Author: Denis Avetisyan
New research explores how well artificial intelligence can model the spread of emotions through online social networks.
This study assesses the limits of large language models in replicating the structural and dynamic complexities of emotion diffusion in real and simulated social graphs.
Despite growing reliance on large language models (LLMs) for simulating social dynamics, a fundamental question remains regarding their capacity to replicate the nuanced emotional landscapes of real-world interactions. This study, ‘Emotion Diffusion in Real and Simulated Social Graphs: Structural Limits of LLM-Based Social Simulation’, systematically compares emotion diffusion patterns in real Reddit discussions with those generated by LLM-driven simulations. Our analysis reveals substantial structural discrepancies, with LLM-simulated networks exhibiting limited connectivity and monotonic emotional trajectories-a stark contrast to the dense, dynamic, and heterogeneous diffusion observed in real social networks. These limitations raise critical concerns about the validity of LLM-generated data for computational social science, and suggest a need for more sophisticated simulation frameworks that capture the full complexity of human emotional exchange.
The Architecture of Feeling: Mapping Emotional Diffusion
The pervasive influence of social media platforms isn’t simply about the transmission of information, but rather the rapid and often unpredictable spread of emotional states. This propagation of feelings-from joy and excitement to anger and fear-forms the bedrock of collective behavior online, shaping public opinion, driving social movements, and even impacting real-world events. Understanding how emotions diffuse through networked communities is therefore crucial, as these emotional currents can amplify seemingly minor incidents into widespread phenomena. The speed and scale at which emotions now travel, facilitated by instant connectivity, presents a significant departure from traditional models of social influence, demanding new analytical approaches to discern patterns and predict outcomes within these emotionally-charged digital landscapes.
Initial attempts to model the spread of influence through networks, such as the Independent Cascade and Linear Threshold models, offered valuable first steps but ultimately proved limited in capturing the complexities of human interaction. These early frameworks typically treated information – or influence – as a discrete unit, propagating with fixed probabilities based on local network connections. However, they often failed to account for the crucial role of emotional states, the varying susceptibility of individuals, or the dynamic nature of social influence. The Independent Cascade model, for instance, assumed a one-shot attempt at influence, while the Linear Threshold model relied on a simple accumulation of signals. While mathematically tractable, these approaches lacked the nuance needed to reflect the rich, often irrational, ways emotions and ideas actually diffuse through populations, prompting the need for more sophisticated computational models grounded in psychological theory.

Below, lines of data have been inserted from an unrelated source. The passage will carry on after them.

PR #3454, opened 2019-03-09
Hardening/necessary fixes for ubuntu 17 10

kzangeli:
Made orion compile and tests work in Ubuntu 17.10


src/lib/logMsg/logMsg.h
```diff
@@ -1838,9 +1838,9 @@ inline void lmTransactionStart(
   const char* __service    = strlen(_service)    == 0? "<none>" : _service;
   const char* __subService = strlen(_subService) == 0? "<none>" : _subService;
 
-  snprintf(service,    sizeof(service),    __service);
-  snprintf(subService, sizeof(subService), __subService);
-  snprintf(fromIp,     sizeof(fromIp),     _fromIp);
+  strncpy(service,    __service,    sizeof(service));
+  strncpy(subService, __subService, sizeof(subService));
+  strncpy(fromIp,     _fromIp,      sizeof(fromIp));
```
fgalan: Why this change is needed?

(The change is fine... it's just curiosity)

kzangeli: The compiler complains about "no format string" or something similar.
Not sure why we used snprintf here, doesn't make much sense.
snprintf is very good to insert variables into a format string but here there are no variables, only the format string ...
strncpy is simpler, faster and enough for what we need here.

PR #3455, opened 2019-03-11
Task/3287 toix as new cli for functest script

kzangeli:
New CLI parameter for testHarness.sh: --toIx.
This parameter sets the upper limit ofthe functests to be executed.


fgalan:
This PR has change some .test to .DISABLED. I understand this is not an intentional change and should be reverted before merging this PR.

kzangeli:
Creating a new fork. My old fork is dirty ...

PR #3475, opened 2019-04-23
hardening/service_routine_doc

kzangeli:
Fix in service routine document and a bug fix about the `Allow:` HTTP header


src/app/contextBroker/orionRestServices.cpp
```diff
@@ -401,7 +401,7 @@ static RestService badVerbV[] =
   { BatchQueryRequest,                             3, { "v2", "op", "query"                                                            }, badVerbPostOnly           },
   { BatchUpdateRequest,                            3, { "v2", "op", "update"                                                           }, badVerbPostOnly           },
   { RegistrationRequest,                           3, { "v2", "registrations", "*"                                                     }, badVerbGetDeleteOnly      },
-  { RegistrationsRequest,                          2, { "v2", "registrations"                                                          }, badVerbPostOnly           },
+  { RegistrationsRequest,                          2, { "v2", "registrations"                                                          }, badVerbGetPostOnly        },
```
fgalan: Should the bugfix be mentioned in CNR (without referrencing issue number)? Or is too minor?

kzangeli: I'd say it's very minor, but I have no problem with adding it to the change log.

fgalan: Ok. Add it, pls.

kzangeli: Fixed in cb6054704

PR #3480, opened 2019-04-24
Task/3068 ngsiv2 update forwarding

kzangeli:
Implementation of NGSIv2 forwarding of updates for the request
```
PATCH /v2/entities/{EntityID}/attrs
```


CHANGES_NEXT_RELEASE
```diff
@@ -1,4 +1,5 @@
 - Fix: idPattern '.*' is now allowed in NGSIv2 registrations (#3458)
 - Add: Forwarded queries work for registrations using idPattern == '.*', but only for simple cases (#3458)
+- Add: Forwarded updates work for registrations using idPattern == '.*', but only for simple cases (#3458)
```
fgalan: This line seems to be duplicated.

doc/manuals/devel/cprs.md
```diff
@@ -16,7 +16,7 @@ In NGSIv1 (deprecated), the request `POST /v1/updateContext` has a field called
 * APPEND_STRICT
 * REPLACE
 
-> Side-node: The first three are "standard NGSIv1" while the second two were added for NGSIv2.
```
fgalan: This file modificaiton seems to be related with fixes in the query forward documentation, but the update forwared documetnation about (FW-02 if I'm remembering correctly) has not be modified. Probably an update of the png for FW-02 is needed also, but I haven't seen yet the changes in the code so I'm not fully sure.

doc/manuals/user/ngsiv2_implementation_notes.md
```diff
@@ -335,8 +335,9 @@ for the following aspects:
   directly. I.e., updates must be done deleting and re-creating the registration. Please
   see [this issue](https://github.com/telefonicaid/fiware-orion/issues/3007) about this.
 * `idPattern` is supported but only for the exact regular expression `.*`
-  And, right now (2019-03-21), only forwarding of queries is working for registrations with idPatterns.
-  forwarded updates do not work for registrations with idPattern (the plan is to fix this asap). 
+  And, right now (2019-04-24), forwarding for registrations with idPatterns works for queries using `GET /v2/entities`
+  as well as updates using `PATCH /v2/entities/{Entity-ID}/attrs`.
+  More requests will be added to this list.
```
fgalan: I think is better the old wording, without providing the detail of the particular operations. At least until the translation of cases/0787 test so we can have more insight in which operations are supported and which operations doesn't.

src/lib/mongoBackend/MongoCommonUpdate.cpp
```diff
@@ -2703,17 +2703,24 @@ static void searchContextProviders
   std::string                        err;
```
fgalan: Is there any change in this file appart from LM_T LmtForward adddition? It seems so but I would like to have a confirmation on your side, pls.

src/lib/serviceRoutines/postUpdateContext.cpp
```diff
@@ -137,13 +138,39 @@ static void updateForward(ConnectionInfo* ciP, UpdateContextRequest* upcrP, Upda
...
+  {
+    std::vector<std::string>  nullFilter;
+    Entity*                   eP = upcrP->entityVector[0];
+
+    eP->renderId = false;
+
+    TIMED_RENDER(payload = eP->toJson(NGSI_V2_NORMALIZED, nullFilter, false, nullFilter));
+
+    resource = prefix + "/entities/" + eP->id + "/attrs";
+    verb     = "PATCH";
```
fgalan: I'm afraid this is contrary to specification https://github.com/telefonicaid/fiware-orion/issues/3068#issuecomment-470005604:

> * `POST /v2/op/update` will use `"update"` as `actionType` (to be consistent with NGSIv1)

That's the operation has to be used to implemente NGSIv2 forwarding.

src/lib/serviceRoutinesV2/patchEntity.cpp
```diff
@@ -25,6 +25,9 @@
 #include <string>
 #include <vector>
 
+#include "logMsg/logMsg.h"
```
fgalan: Really needed in this file? I don't see any change in this file using the things added by these includes...

test/functionalTest/harnessFunctions.sh
```diff
@@ -715,6 +715,14 @@ function accumulatorStart()
     shift
   fi
 
+  url="/notify"
```
fgalan: This is afix in harness suite? I mean, until this fix the `--url` parameter was being ignored?

CHANGES_NEXT_RELEASE
kzangeli: One line is about queries, the other about updates.
They **are** very similar but also completely different

fgalan: I misses the "queries" vs "udpates" difference. I's ok. Sorry the noise.

NTC

doc/manuals/user/ngsiv2_implementation_notes.md
kzangeli: Until we have a clear path forward, let's wait with these kind of changes. No need to spend time before we are sure what we want exactly

src/lib/mongoBackend/MongoCommonUpdate.cpp
kzangeli: Seems to be only LM_T in this file, yes

doc/manuals/user/ngsiv2_implementation_notes.md
fgalan: ... and if there is no need of spending time, why this file was modified? ;)

I'd suggest to go back for its previous version.

src/lib/mongoBackend/MongoCommonUpdate.cpp
fgalan: NTC

doc/manuals/devel/cprs.md
kzangeli: As you probably can see, the modifications in this file are just corrections.

About documenting _Update Forward_, part of it is added, but most probably not **all** that is necessary

src/lib/serviceRoutines/postUpdateContext.cpp
kzangeli: No really contrary to the "specification" though.
You are talking about batch ops (POST /v2/op/update). This PR only deals with the PATCH operation.

As before, once we have agreed on a way to attack the forwarding, this will either stay the same or be modified.
Before we have that agreement, nothing can be done really.

src/lib/serviceRoutinesV2/patchEntity.cpp
kzangeli: I probably had an LM_T and then removed it.
These things happen during PRs.
The inclusion of logMsg.h doesn't hurt (except for a millisecond extra during compilation)

doc/manuals/user/ngsiv2_implementation_notes.md
kzangeli: I was following a perhaps unclear spec and this was my interpretation, a logical one by the way.
I did not see this as spending time for nothing.

src/lib/serviceRoutinesV2/patchEntity.cpp
fgalan: I agree it doesn't hurt, but let's try to keep files tidy. If an include is doesn't use by a file, the it should be removed (if I'm remembering correctly, I think we have some rules about that in style guide).

test/functionalTest/harnessFunctions.sh
fgalan: NTC

PR #3481, opened 2019-04-24
FIX direct_https_notifications_no_accept_selfsigned.test to cover both CB_THREADPOOL posibilities

fgalan:
Current .test works ok with normal run of test harness (i.e. just `testHarness.sh`), which is the one done by travis for instance.

However, one of our jenkins instances does two passes, one with just `testHarness.sh` and another adding CB_NO_CACHE=ON CB_THREADPOOL=OFF. The latter (CB_THREADPOOL=OFF) makes this .test to fail.

I don't like the fix too much (it's a kind of hack) so any other suggestion fixing the problem is welcome.


kzangeli:
LGTM

PR #3498, opened 2019-05-29
NGSIv2 forwarding regression (based in old NGSIv1 tests)

fgalan:
This PR is a translation of the reference tests for forwarding (cases/0787_cprs_full_functional and cases/0787_cprs_full_functional_v2) to a version using NGSIv2 based forwarding (*). The resulting tests are in parallel directories cases/3068_cprs_full_functional and cases/3068_cprs_full_functional_v2

_How to review this PR?_

This PR is pretty large I’d suggest to review individual commits:

* 8e6a6ce , contains the modifications to the code to make the .test to work. In can be reviewed in the usual way (i.e. through github diff).
* a4c7648 , contains all the new .test files. The best way to review the new .test is comparing to their original counter parts. [This script](https://gist.github.com/fgalan/d60921b445b99bf397ef987abab440ef) (to be run in test/functionTest directory) may help.

If you run the script, you will see changes only in the preamble comments and in the registrations request/responses (from NGSIv1 registration to NGSIv2 registrations format). **This ensures that from an end-to-end perspective (i.e. the original client sending the query/update to CB) NGSIv2 forwarding is at least functionally equivalent to the old NGSIv1 forwarding implementation. Guarantees are high, given the large set of tests that have been translated (49).**

_There is one exception_. You will see some differences in update cases with partial updates (i.e. the update is forwarded containing several attributes, some in the CPr and some not in the CPr). In this case, NGSIv1 response from the CPr is able to “separate” success and missed attribute, so CB can use this information to response consequently to client (using a similar response to the used by the CPr in NGSIv1 case, using “PartialUpdate” and a description with the detail in NGSIv2 case).

However, in NGSIv2 when the update is forwarded containing several attributes, some in the CPr and some not in the CPr, the response is always “Not Found” without additional detail in the “description”. Thus, CB does not know which one failed and which one did not fail and he that all attribute failed (and responses consequently to the client).

You can see this effect in the following test:

* cases/3068_cprs_full_functional/fwd_v2_update_forward_depends_on_attr_field.test
* cases/3068_cprs_full_functional/fwd_v2_update_found_and_not_found_in_local_and_three_cprs.test
* cases/3068_cprs_full_functional/fwd_v2_update_three_found_on_cps_two_local_four_not_found.test
* cases/3068_cprs_full_functional_v2/fwd_v2_ngsiv2_update_forward_depends_on_attr_field.test
* cases/3068_cprs_full_functional_v2/fwd_v2_ngsiv2_update_found_and_not_found_in_local_and_three_cprs.test
* cases/3068_cprs_full_functional_v2/fwd_v2_ngsiv2_update_three_found_on_cps_two_local_four_not_found.test

In this a real problem? I do not think so given that:

* The effect in NGSIv1 is really corner case and the API is deprecated. Response to update requests never were not too important and in addition in only occurs for a subset of CPrs (NGISv2 based ones) in a subset of forwarding cases (mixing successful and missing attributes in the same request to a CPr). If NGSIv1 were not deprecated this could be more important, but it is, so as long as we don’t break NGSIv1 too much (and this is not the case :) it’s fine.

* In NGSIv2 we can relax the “description” of “PartialUpdate” in this case to "Some of the following attributes were not updated: …". Note that change “description” text is legal as they are intended for humans and may vary between implementations (as NGSIv2 specification describes in “Error Responses” section). There is not breakage is backward compatibility as “error” field doesn’t change. This behavior has to be documented anyway.

Pending:

- [x] The aforementioned changes in code and documentation regarding “PartialUpdate”
- [x]  Create a follow up issue about possible modifications to “Not Found” in cases of partial updates, so the “description” could provide more information about it. Issue is: https://github.com/telefonicaid/fiware-orion/issues/3499

(*) Note that some .test files within cases/0787_cprs_full_functional have not been translated, as they do not contain any registration. Probably they are there due to miss-classification.


src/lib/serviceRoutines/postUpdateContext.cpp
```diff
@@ -312,11 +312,20 @@ static bool updateForward(ConnectionInfo* ciP, UpdateContextRequest* upcrP, Upda
   else  // NGSIv2
   {
     LM_T(LmtForward, ("upcrP->providerFormat == V2. out: '%s'", out.c_str()));
-    // NGSIv2 forward - no payload to be received, just a 204 No Content HTTP Header
-    if (strstr(out.c_str(), "204 No Content") != NULL)
+    // NGSIv2 forward - no payload to be received
+
+    //if (strstr(out.c_str(), "204 No Content") != NULL)
```
fgalan: We cannot use string matching for this. Note that reason phrases such as "No Content" or "Not Found", although used 
by most implementations, are not mandatory from a formal point of view. From the HTTP spec at https://www.w3.org/Protocols/rfc2616/rfc2616-sec6.html: _"The reason phrases listed here are only recommendations -- they MAY be replaced by local equivalents without affecting the protocol"_.

It seems I left a leftover comment. Pending to be removed.

fgalan:
I'm afraid that travis has reached its limit with the new tests added in this PR :(

"The job exceeded the maximum time limit for jobs, and has been terminated."

Thus, ignore travis in this PR (we should rely in jenkins after merging)

src/lib/serviceRoutines/postUpdateContext.cpp
fgalan: Fixed in 2164edf

fgalan:
@fisuda this PR does a small modification to context_providers.md. I think it should be synched in the Japanese translation, pls.

You can do the PR using master as base branch or hardening/3068_cpr_regression_for_ngsiv2_based_in_ngsiv1 (the branch of this PR), as you prefer.

Thanks!

fisuda:
Noted with thanks.

Issue #3364, opened 2018-12-03
Deb based image for Orion


caa06d9c:
I've prepared image based on Debian (~112mb). I can refactor CI too. Is is a good idea?
[Link](https://github.com/caa06d9c/fiware-orion/tree/docker/docker)

`docker build -t fiware/orion:deb --build-arg REV=master`

fgalan:
Thanks for the link! I'll have a look as soon as I can.

For the records: current Orion image (https://hub.docker.com/r/fiware/orion/tags/) is around 105-108 MB

caa06d9c:
This size is compressed, real size at local storage ~280MB, so dev version in compressed size ~ 45mb, in real - 112

Issue #3287, opened 2018-09-07
Travis: parallelize functional test in sub-jobs


fgalan:
As far as I understand, travis runs sub-job in parallel:

![imagen](https://user-images.githubusercontent.com/1534240/45217063-03533c00-b2a3-11e8-94a8-1053a8000d3a.png)

Could we exploit this in order to paralelize functional testing? I mean, use the `--fromIx` and `--toIx` in order to run diferent blocks in different sub-jobs.

For instance, if we chose 100 tests as block sice we can have:

* functional1 sub-job with test from 1 to 100 (`./testHarnes --fromIx 1 --toIx 100`)
* functional2 sub-job with test from 101 to 200 (`./testHarnes --fromIx 101 --toIx 200`)
...
* functional11 sub-job with test from 1000 to 1100 (`./testHarnes --fromIx 1000 --toIx 1100`). Actually, we currently have 1030 but this will work. 

When we reach teset 1101 a functional12 sub-job will be created.

If this is feasible, it will speed up **a lot** the time travis takes to finish its job.

@caa06d9c what do you think?

fgalan:
I'm realizing that testHarness doesn't have a `--toIx` CLI...

```
fermin@neodeb:~/src/fiware-orion/test/functionalTest$ ./testHarness.sh -u
vie sep  7 13:42:08 CEST 2018
Usage: testHarness.sh [-u (usage)]
                      [-v (verbose)]
                      [--filter <test filter>]
                      [--match <string for test to match>]
                      [--keep (don't remove output files)]
                      [--dryrun (don't execute any tests)]
                      [--dir <directory>]
                      [--fromIx <index of test where to start>]
                      [--ixList <list of test indexes>]
                      [--skipList <list of indexes of test cases to be skipped>]
                      [--stopOnError (stop at first error encountered)]
                      [--no-duration (removes duration mark on successful tests)]
                      [--noCache (force broker to be started with the option --noCache)]
                      [--cache (force broker to be started without the option --noCache)]
                      [--noThreadpool (do not use a threadpool, unless specified by a test case. If not set, a thread pool of 200:20 is used by default in test cases which do not set notificationMode options)]
                      [ <directory or file> ]*
```

However, if the division of jobs described above is possible, it think it should worth the effort to implement `--toIx` in testHarness.sh. It shouldn't be too dificuult.

kzangeli:
--toIx could be implemented in 30 min, testing included

[...]

PR #3500, opened 2019-05-29
changes in ci

caa06d9c:
Changes:
- testHarness can be executed in several flows
- Debian platform added

Resolving: 
- https://github.com/telefonicaid/fiware-orion/issues/3287
- https://github.com/telefonicaid/fiware-orion/issues/3364

how to use:
`docker build -t fiware/orion .` - to build centos based image
`docker build --build-arg REV=${BRANCH} -t fiware/orion .` - to build centos based image, not from the master
`docker build --build-arg STAGE=deps -t fiware/orion:deps-centos .` - to build centos based support image with dependencies
`docker build -t fiware/orion -f Dockerfile-debian .` - to build debian based image


caa06d9c:
So it took 17 min 45 sec (but Travis was free, in other time it will take more time)

fgalan:
Thanks for your contribution!

However, I think it would be better to split this into two ones. I mean, it seems this PR mixes the split of functional tests in several stages on one hand (which is pretty straightforward to review) with changes in the docker artifacts under docker/ in the other hand (which is not so straightforward and need to be analyzed with more detail because is a bigger change).

Could you do a PR just with the splitting of tests? I guess it would be a matter of adjusting .travis.yml and maybe some existing files under ci/. Does it make sense?

fgalan:
I have found in a build of a different PR (https://travis-ci.org/telefonicaid/fiware-orion/jobs/539315869) the following error:

 ```
Error response from daemon: manifest for fiware/orion-ci:rpm7 not found
```

From https://hub.docker.com/r/fiware/orion-ci/tags, it seems that fiware/orion-ci:rpm7 has been removed.

Could you restore it, please? Other existing PR should not be affected while we are discussing this one (if at the end of this PR fiware/orion-ci:rpm7 is not needed any longer it could be removed, but please let's wait for that)

**Comment by caa06d9c** [comment]
Ops, sorry, restored

**Comment by fgalan** [comment]
Thanks for your prompt answer! :)

**Comment by caa06d9c** [comment]
@fgalan, could you review last changes?

File: ci/Dockerfile [hunk 1]
```diff
@@ -0,0 +1,14 @@
+FROM centos:centos7
```
fgalan: Is this the same file previously in ci/rpm7/Dockerfile? In that case, I'd suggest to use the old place (to minimize changes in the PR that are more costly to review)

ci/build.sh
```diff
@@ -0,0 +1,373 @@
+#!/bin/bash
```
fgalan: Is this the same file previously in ci/rpm7/build.sh? In that case, I'd suggest to use the old place (to minimize changes in the PR that are more costly to review)

ci/Dockerfile
caa06d9c: Not the same,  rpm7 removed, because scenarios adopted to work with any platform and version

ci/build-centos.sh
```diff
@@ -0,0 +1,200 @@
+#!/bin/bash
```
fgalan: What's the difference between build-centos.sh and build.sh files?

caa06d9c: As it was before. build.sh provide an interface to control testing and other activities, build-${platform} - specific scenarios to work with platforms. Original idea was to unite all build scenarios into 1 recipe, to avoid duplication.

caa06d9c:
Don't merge it, I need to add 1 more commit

ci/build.sh
caa06d9c: Not the same, rpm7 removed, because scenarios adapted to work with any platform and version

fgalan:
As a general comment, I think we are mixing two things in this PR:

1. The splitting of the functional test in several travis stages
2. Improvements in dockerfiles, build scripts, etc. to make it more general and support more platforms.

Maybe I'm wrong, but they seem to be independent things.

Could we focus this PR only in item 1 applying only the minimal changes to make it possible from master, pls? I'd suggest to move improvements in dockerfiles, build scripts, etc. to a next PR, for the sace of clarify and reviewability.

fgalan:
@caa06d9c maybe we can do the following:

In other no bother you too much with this :), leave me some time to analyze this PR in deep and I'll try to do the minimum set of changes to parallelize in travis in a separate PR. Don't do any additional change on this until I provide more feedback.

Thanks for your help!

caa06d9c:
ok, thanks!

Issue #3505, opened 2019-06-11
Suboptimal DB queries


fgalan:
Queries to DB done by Orion could be suboptimal. In particular:

```
curl -H 'fiware-servicepath: /waste' localhost:1026/v2/entities/E

{ query: { $or: [ { _id.id: "E" } ], _id.servicePath: { $in: [ /^/waste$/ ] } }, orderby: { creDate: 1 } }
```

```
curl -H 'fiware-servicepath: /waste' localhost:1026/v2/entities/E?type=T

{ query: { $or: [ { _id.id: "E", _id.type: "T" } ], _id.servicePath: { $in: [ /^/waste$/ ] } }, orderby: { creDate: 1 } }
```

```
curl -H 'fiware-servicepath: /waste' localhost:1026/v2/entities

{ query: { $or: [ { _id.id: /.*/ } ], _id.servicePath: { $in: [ /^/waste$/ ] } }, orderby: { creDate: 1 } }
```

```
curl ' -H 'fiware-servicepath: /waste' localhost:1026/v2/entities?type=T

{ query: { $or: [ { _id.id: /.*/, _id.type: "T" } ], _id.servicePath: { $in: [ /^/waste$/ ] }, _id.type: { $exists: true } }, orderby: { creDate: 1 } }
```

```
curl -H 'fiware-service: sc_santander' -H 'fiware-servicepath: /waste' localhost:1026/v2/entities?q=A

{ query: { $or: [ { _id.id: /.*/ } ], _id.servicePath: { $in: [ /^/waste$/ ] }, attrs.A.value: { $exists: true } }, orderby: { creDate: 1 } }
```

```
curl -H 'fiware-servicepath: /waste' 'localhost:1026/v2/types?options=noAttrDetail'


pipeline = [ { $match: { "_id.servicePath": { $in: [ /^\/waste$/ ] } } }, { $project: { "_id.type": { $ifNull: [ "$_id.type", null ] }, attrNames: 1 } }, { $project: { attrNames: { $cond: [ { $eq: [ "$attrNames", [] ] }, [ null ], "$attrNames" ] } } }, { $unwind: "$attrNames" }, { $group: { _id: { $cond: [ { $in: [ "$_id.type", [ null, "" ] ] }, "", "$_id.type" ] }, attrs: { $addToSet: "$attrNames" } } }, { $sort: { _id: 1 } }, { $skip: 0 }, { $limit: 20 } ]
```

Sumary of issues that can be improved:

[...]

PR #3510, opened 2019-06-17
Optimice servicePath queries

fgalan:
Part of issue #3505:

> When we only have an element in servicePath, _id.servicePath: { $in: [ /^/waste$/ ] } can be simplified (not use $in and probably event not use a regex)


AlvaroVega:
LGTM

PR #3528, opened 2019-07-29
FIX documentation about Notify only attributes that change

fgalan:
Extra documentation related with #3190

@SourabhChourasiya-NEC if would be great if you could have a look and provide feedback/LGTM

CC: @fisuda the changes in this PR should be synched in the Japanese translation. Of course, any feedback from your side is also welcome. Thanks!

PR #3534, opened 2019-08-02
(JP) FIX documentation about Notify only attributes that change (#3528)

fisuda:


fgalan:
Maybe the entry for **onlyChanged** in https://github.com/telefonicaid/fiware-orion/blob/master/doc/manuals.jp/admin/database_model.md#csubs-collection should be included in this PR? 

You can find it in English at https://github.com/telefonicaid/fiware-orion/blob/master/doc/manuals/admin/database_model.md#csubs-collection

fisuda:
Thank you for your comment. I updated the document.

PR #3572, opened 2019-11-06
FIX accumulator-server.py python requirements

fgalan:
Feedback from @WyRe is welcome.


WyRe:
I think that would be enough. Thank you :+1:

fgalan:
@fisuda this PR modifies a .md file. Could you sync the change in the Japanese translation, pls? Thanks!

PR #4057, opened 2022-02-04
[WIP] FIX hasField calls wrongly using char* instead of std::string

fgalan:
Note orion::BSONObj hasField() signature is:

```
  bool hasField(const std::string& field) const;
```

Thus I understand that although compiler doesn't complaint about it, hasField() on a char* is always evaluated to `false`.

What I wonder is how this has worked without problem until now... need to be analysed with a little of care

[ ] CNR ?

### DIFF
--- a/src/lib/mongoBackend/MongoCommonUpdate.cpp
+++ b/src/lib/mongoBackend/MongoCommonUpdate.cpp
@@ -840,7 +840,7 @@ static bool updateAttribute
   }
   else
   {
-    if (!attrs.hasField(effectiveName.c_str()))
+    if (!attrs.hasField(effectiveName))
     {
       return false;
     }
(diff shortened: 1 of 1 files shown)


kzangeli:
I imagine the compiler does an "implicit typecast" to std::string (part of the class, as an operator), creating the object and copying the string into the new std::string.
It should work just fine.
[a bit slow of course with all these extra copies, and constructor/destructor calls that probably aren't at all necessary]

fgalan:
> I imagine the compiler does an "implicit typecast" to std::string (part of the class, as an operator), creating the object and copying the string into the new std::string. It should work just fine. [a bit slow of course with all these extra copies, and constructor/destructor calls that probably aren't at all necessary]

Makes sense.

mapedraza (approved):
LGTM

Emotional Contagion Theory proposes that feelings are, in essence, infectious, spreading through populations via mirroring and feedback loops – but demonstrating the precise boundaries of this process demands more than observation. Researchers are increasingly turning to computational models to simulate how emotions propagate through networks, allowing for controlled experiments that isolate variables like network structure, emotional intensity, and individual susceptibility. These models aren’t simply about predicting outbreaks of feeling; they aim to determine when and under what conditions emotional contagion will occur, and how it might be amplified or dampened by digital platforms. By creating virtual populations and observing the spread of simulated emotions, scientists can test the theory’s limits, refine its predictive power, and ultimately gain a deeper understanding of collective emotional dynamics – a crucial step in navigating an increasingly interconnected world.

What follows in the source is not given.